Dès 1973, Air Madagascar est à même de prendre en charge l’entretien de ses 737 grâce à une bonne politique d’investissement industriel, et à la maîtrise progressive de la technologie par les nationaux. Le Centre de maintenance d’Ivato est agréé par de grandes marques comme Piper, Collins, Lycoming, ainsi que par le Bureau Veritas. L’Association des compagnies aériennes africaines (AFRAA) le désigne, pour sa part, comme Agence centrale des Boeing 737 pour l’Afrique de l’Est, et des Twin Otter pour toute l’Afrique.
(A suivre)
Rétro pêle-mêle
Qit-Fer et Titane Inc., filiales du conglomérat Rio Tinto leader mondial dans le domaine de la découverte, de l’exploitation, et de la valorisation des ressources minérales, sont présentes à Madagascar depuis mai 1986 à travers Qit Madagascar Minerals SA. Cette société est en coparticipation « joint venture » avec l’Office militaire pour les industries stratégiques de Madagascar (OMNIS). Les travaux d’exploration ont permis de découvrir un gisement de minerai (ilménite, rutile, zircon, monazite), présentant une valeur économique potentielle à Sainte-Luce, Petriky, et Mandena. Selon Serge Lachapelle, directeur général de QMM SA, le projet d’extraction tient non seulement à sauvegarder l’environnement, mais veut aller plus loin en englobant les potentialités touristiques à développer. Un choix pour des infrastructures portuaires dignes de ce nom se fera ainsi entre trois sites : Taolagnaro elle-même, Evatra, et la pointe d’Ehoala.

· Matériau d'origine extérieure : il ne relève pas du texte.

PR #1539, opened 2025-01-13
[Access] Update model Block REST API Response

UlyanaAndrukhiv:
issue: https://github.com/onflow/flow-go/issues/6874

## Context

 In this PR the `openAPI` was updated: 
 - the `omitempty` tag was added to the `Expandable` field for `Block`,
 - the `block_status` field was added for `Block`


openapi/access.yaml
```diff
@@ -955,6 +955,8 @@ components:
               format: uri
         _links:
           $ref: '#/components/schemas/Links'
+        block_status:
```
UlyanaAndrukhiv, line 958: The `block_status` field was introduced in `flow-go`'s `model_block.go` but was missing here. This addition ensures consistency between the two models.

For reference, the commit where `block_status` was added to flow-go: [commit](https://github.com/onflow/flow-go/commit/f89fef072a9bad617639970be81838c100211d5b)

openapi/go-client-generated/api/swagger.yaml
```diff
@@ -1591,7 +1591,10 @@ components:
           $ref: '#/components/schemas/Block__expandable'
         _links:
           $ref: '#/components/schemas/Links'
+        block_status:
+          type: string
```
peterargue, line 1595: Can you make this an enum like `TransactionExecution` and `TransactionStatus`?

openapi/access.yaml
```diff
@@ -933,11 +933,18 @@ components:
         - Executed
         - Sealed
         - Expired
+    BlockStatus:
+      type: string
+      description: This value indicates the status of a block.
+      enum:
+        - BLOCK_UNKNOWN
+        - BLOCK_FINALIZED
+        - BLOCK_SEALED
```
peterargue, line 942: for reference, these are defined [here](https://github.com/onflow/flow-go/blob/1ba41690954621d15d59dcabcc8f0dfc0b56f1bd/model/flow/block.go#L61-L75)

peterargue (approved):

PR #1573, opened 2025-04-07
Remove reference to Canary network from Swagger documentation

sjonpaulbrown:
## Description
We are deprecating the Canary network, and the following PR removes the reference from the `access.yaml` file and includes the re-generated swagger docs.


vishalchangrani (approved):
thanks a lot for this cleanup JP!!
Often this is the kind of stuff that lingers forever so thanks for cleaning it out.

PR #1613, opened 2025-07-25
add ChainID field to CollectionGuarantee

tim-barry:
## Description

Adds the `ChainID` field of CollectionGuarantees to the exported gRPC API and REST API (renamed to `cluster_chain_id`, to avoid confusion with the chain ID of the main network).
This is so that the ID of a CollectionGuarantee (and therefore integrity of the chain) can be calculated by users of the API (notably, Rosetta) after the Malleability changes, required by https://github.com/onflow/flow-go/issues/7630

______

For contributor use:


protobuf/flow/entities/collection.proto
```diff
@@ -17,4 +17,5 @@ message CollectionGuarantee {
   bytes signature = 4;
   repeated bytes signer_ids = 5; // deprecated!! value will be empty. replaced by signer_indices
   bytes signer_indices = 6;
+  bytes chain_id = 7;
```
peterargue, line 20: this is the cluster chain id right? How about naming it `cluster_chain_id` so users don't confuse it with the network's `chain_id`

jordanschalm (approved):

PR #1622, opened 2025-08-22
Add execution state query field to executiondata protobuf

illia-malachyn:
Issue: https://github.com/onflow/flow-go/issues/7759

This is a part of "Data Avaliability" project.
I added an execution data query arg for execution data models as well as executor metadata for their responses.

I formatted the models in a separate PR https://github.com/onflow/flow/pull/1623


protobuf/flow/executiondata/executiondata.proto
```diff
@@ -468,6 +481,9 @@ message SubscribeEventsResponse {
 
   // The message index of the response message. Used by the client to ensure they received all messages. Starts from "0".
   uint64 message_index = 5;
+
+  // Metadata about the execution result that was used to produce this response.
+  entities.ExecutorMetadata executor_metadata = 6;
```
illia-malachyn, line 486: @peterargue Do we need to include executor metadata for these endpoints ?

peterargue (approved):

PR #1626, opened 2025-08-27
rename metadata to metadata

illia-malachyn:
rename `execution_state_query` to `executor_metadata`


illia-malachyn:
Added leftover changes to Andrii's PR

PR #127, opened 2022-08-29
Expose some subject names for use outside of Spawner

paulgb:


pretentious7:
so this adds an explicit log_channel instead of needing to know whatever the nats id is to subscribe?

pretentious7 (approved):

paulgb:
> so this adds an explicit log_channel instead of needing to know whatever the nats id is to subscribe?

Yes, the main difference now is just that it flows through the `LogMessage` object, which allows us to maintain the property that subject is deterministically derived from object.

Issue #132, opened 2022-09-01
Refactor NATS wrapper


paulgb:
The NATS wrapper has evolved a bit and could use some conceptual cleanup.

- [x] Get rid of `Subject`. `subject()` should return a `String`.
- [x] Get rid of `StreamName` type and replace it with `HasJetstream`. This trait should include a `stream_config() -> Config` method that returns a JetStream configuration.
- [x] Jetstream methods on a `TypedNats` should automatically create the jetstream if it does not exist the first time it is used. The TypedNats object should include an `Arc<RwLock<HashSet<String>>>` to keep track of whether a particular stream has been created.

PR #135, opened 2022-09-01
Get rid of Subject type (per #132)

paulgb:
This is the first of several refactors under #132 to make the NATS wrapper nicer/safer to work with.

**Remove `Subject`**: `Subject` was only used to describe subjects to publish to, and `SubscribeSubject` was used for subscriptions. It's still useful to have a typed handle to a (possibly wildcard) subject to use for subscriptions, but we recently added a rule that a message should always be sent to a subject deterministically derived from the message itself. That means we no longer have a need for a typed `Subject`; when we want to send a message we just pass the message itself.

**Remove `StreamName`**: `StreamName` was used as a typed handle to the JetStream stream associated with an object. Rather than passing this handle around, we implement a `JetStreamable` trait instead that returns a config. This has the additional advantage of allowing us to add per-stream configuration rules.

### DIFF
--- a/controller/src/lib.rs
+++ b/controller/src/lib.rs
@@ -16,7 +16,8 @@ pub async fn run_scheduler(nats: TypedNats) -> Result<()> {
     let mut spawn_request_sub = nats.subscribe(ScheduleRequest::subscribe_subject()).await?;
 
     let mut status_sub = Box::pin(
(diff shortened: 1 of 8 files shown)


pretentious7 (approved):
LGTM!

PR #136, opened 2022-09-01
Lazily create jetstreams (per #132)

paulgb:


core/src/nats.rs
```diff
@@ -163,6 +165,7 @@ impl<T> NatsResultExt<T> for std::result::Result<T, async_nats::Error> {
 pub struct TypedNats {
     nc: Client,
     jetstream: Context,
+    jetstream_created_streams: Arc<DashSet<String>>,
```
pretentious7, line 168: I might be misunderstanding something here, but why does this DashSet need to be in an Arc? Shouldn't it be cloneable by itself?

paulgb: If we clone a `DashSet`, we're working with a clone of the data, so there's a possibility that we would try to create the same stream N times if we have N clones. When wrapped in `Arc`, every clone shares the same set and will only create the stream once (notwithstanding race conditions, which are nbd since it's an idempotent operation).

You could still create multiple `TypedNats` instances in the same problem and each will have their own set, but we avoid doing that anyway because then each has its own NATS connection.

rolyatmax (approved):
LGTM

PR #142, opened 2022-09-02
Use `publish_jetstream` for backend status messages.

paulgb:


drone/src/drone/agent/executor.rs
```diff
@@ -254,7 +254,7 @@ impl Executor {
                         .await
                         .log_error();
                     self.nc
-                        .publish(&BackendStateMessage::new(
+                        .publish_jetstream(&BackendStateMessage::new(
```
rolyatmax, line 257: Do we need to publish the backend logs to Jetstream as well?

rolyatmax (approved):

drone/src/drone/agent/executor.rs
paulgb: They still get published to jetstream even if they aren't explicitly published with `publish_jetstream`, as long as they are published to a subject associated with the jetstream. The difference is that `publish_jetstream` waits for an ack from the Jetstream server.

paulgb: (This is a bit confusing, but it's consistent with NATS' own semantics)

Issue #133, opened 2022-09-01
Allow configuration by config file


paulgb:
We've outgrown command-line only configuration.

When it comes to configuration files there's a tricky balance; on one hand we don't want to stray too far from expected practices; on the other hand, common practices are fractured and leave a lot to be desired.

Some things to consider:

- It's common to have a fairly static configuration but want to set some values at runtime. How should this be accomplished?
  - [Caddy approach](https://caddyserver.com/docs/caddyfile-tutorial#environment-variables): env var templating in configuration file
  - [Nginx approach](https://hub.docker.com/_/nginx/) doesn't have built-in env var substitution, but the docker image implements it based on [envsubst](https://www.gnu.org/software/gettext/manual/html_node/envsubst-Invocation.html)
  - [docker registry](https://docs.docker.com/registry/configuration/#override-specific-configuration-options) allows overriding individual yaml leaves by turning the full path to that leaf into a variable name. This is good for overriding string values, but is awkward for list/array/set values.
- It's important to be able to automatically generate configuration from popular languages, so it should be a relatively common format.
- It's important to be able to add comments to configuration, so if we were to go with something like JSON, we'd want to use a flavor that supported comments. And trailing commas.

Some options:
- `TOML`: Rust projects tend to favor it.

Ambatovy. 2004, Pan African Mining démarre ses opérations d’exploration minière, dont la recherche du diamant, dans le Sud-Est, avec en poche un permis valable dix ans et couvrant une superficie de 3 000 km2. Les échantillons prélevés sont, soit étudiés à Antananarivo, soit expédiés aux Mineralogic laboratories du Cap en Afrique du Sud. Ce travail de reconnaissance est dirigé par la géologue sud-africaine spécialiste du diamant Jessica Schoelman. Pour sa part, la société américaine Phelps Dodge Madagascar, gérée par le Sud-africain Roger David Scott, s’appelle désormais Ambatovy Minerals, à la suite d’une augmentation de son capital, porté à 16 millions d’euros. Le gisement situé à 15 km de Moramanga a une capacité estimée à 450 000 tonnes de nickel, et 45 000 tonnes de cobalt.
Web radio. Cette même année, Salma Hassanaly, cadre supérieur féminin très apprécié de DTS Wanadoo continue à tisser sa… toile, et lance pour la première fois à Madagascar la Web radio avec la RDJ de Tahiana Rasolojaona. La Web radio, aujourd’hui largement répandue, permet aux internautes, non seulement d’écouter leur station préférée sept jours sur sept via internet, mais aussi d’intervenir et de chatter avec les animateurs, lui donnant ainsi une audience nationale et internationale accrue. Le provider Data Telecom Service distribue depuis 2002 à Madagascar la marque Wanadoo, qui se présente comme la « génération positive de l’internet ». Sa spécificité réside dans les portails communautaires, avec comme principales valeurs partagées par les « wanadiens » l’optimisme, la coopération, et la proximité. Les projections réservent au marché malgache de l’internet une constante progression, malgré une taille encore réduite estimée à 16,6 ordinateurs pour 10 000 habitants.